# Sluggin' Coyotes



## Airborne (May 29, 2009)

I wrote this for the Chukar Foundation's newsletter a few months ago and another thread reminded me to post it up. I apologize as I should have done it a few months ago, anyways here it is:

My dog was just out of sight over a small rise on a connecting ridge top when the GPS beeped with the point signal. As I topped the rise, I looked over and saw him pointing into a small brushy draw to the left of the ridge. It didn’t look like a Chukar area but I go where he points so I made haste up the slope with my shotgun ready. I closed the distance to 60 yards of the brushy hillside draw, but instead of a covey bursting into the air, a coyote came trotting out the other side and up the opposite hill.

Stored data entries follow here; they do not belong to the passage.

PR #4537, opened 2025-03-13
feat(ethexe): append service identity (block-identity) 

grishasobol:
Additionally remove Arc usage from ethexe-ethereum (alloy already use Arc as inner field inside everywhere)

### DIFF
--- a/ethexe/ethereum/src/mirror/mod.rs
+++ b/ethexe/ethereum/src/mirror/mod.rs
@@ -25,14 +25,13 @@ use anyhow::{anyhow, Result};
 use ethexe_signer::Address as LocalAddress;
 use events::signatures;
 use gprimitives::{MessageId, H256};
-use std::sync::Arc;
 
 pub mod events;
 
 type InstanceProvider = AlloyProvider;
 type Instance = IMirror::IMirrorInstance<(), InstanceProvider>;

I quickly sat down with my gun pointed his way. My dog continued to point and the coyote was intently watching the dog with no idea of me being present. I sat there in frustration looking at that coyote who presented a really nice broadside shot at about 80 yards. All the while I am holding a weapon with an effective range of about 40 yards. All I could do was watch until he decided my dog was not a meal and trotted off into the sunset.

I have had several such instances with coyotes while out bird hunting. Usually the coyote is more interested in the dog than in the human, so they are close but seldom within bird shot range. I have thought about carrying a handgun with me while on the Chukar hills but this would add more weight than I want for those one or two times a season a coyote comes into range. Also, it is my experience that a 100 yard capable handgun would be fairly bulky and require much skill on the part of the hunter. With the handgun out of the equation I searched for another solution. After some research and a suggestion from a friend who lives back east I decided to give shotgun slugs a try. 

Being a native Utahn I have no experience with shotgun slugs. They are not mandatory for deer hunting in Utah so we generally don’t have a reason to use them. I do see shotgun slugs on the shelves of Utah sporting goods stores so I figure there must be some kind of demand. Regardless, I was determined to see if these would give me a light weight coyote blasting option while on the Chukar hills. This summer I bought a few boxes and went to the range. 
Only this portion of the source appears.